Exercise inputs START
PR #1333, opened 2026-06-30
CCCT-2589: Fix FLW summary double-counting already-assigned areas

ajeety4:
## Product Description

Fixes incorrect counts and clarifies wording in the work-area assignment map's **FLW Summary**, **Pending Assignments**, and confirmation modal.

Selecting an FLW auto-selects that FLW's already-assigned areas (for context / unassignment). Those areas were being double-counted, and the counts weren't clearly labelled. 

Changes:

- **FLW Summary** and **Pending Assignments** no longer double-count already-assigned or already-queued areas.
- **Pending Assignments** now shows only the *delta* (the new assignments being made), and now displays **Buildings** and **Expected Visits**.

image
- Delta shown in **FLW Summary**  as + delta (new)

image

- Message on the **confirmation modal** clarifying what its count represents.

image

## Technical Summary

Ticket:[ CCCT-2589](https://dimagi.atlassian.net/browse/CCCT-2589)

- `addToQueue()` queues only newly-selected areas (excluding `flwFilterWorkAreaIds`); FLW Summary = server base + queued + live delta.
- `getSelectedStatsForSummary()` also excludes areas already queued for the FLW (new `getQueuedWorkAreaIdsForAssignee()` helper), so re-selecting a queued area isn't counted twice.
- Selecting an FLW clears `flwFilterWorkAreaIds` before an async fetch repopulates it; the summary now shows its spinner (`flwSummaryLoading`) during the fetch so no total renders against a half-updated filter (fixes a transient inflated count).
Exercise inputs END
§ **Problem statement**
The expected answer is a copy of each line above containing "confirmation".

§ **Result**
Fixes incorrect counts and clarifies wording in the work-area assignment map's **FLW Summary**, **Pending Assignments**, and confirmation modal.
- Message on the **confirmation modal** clarifying what its count represents.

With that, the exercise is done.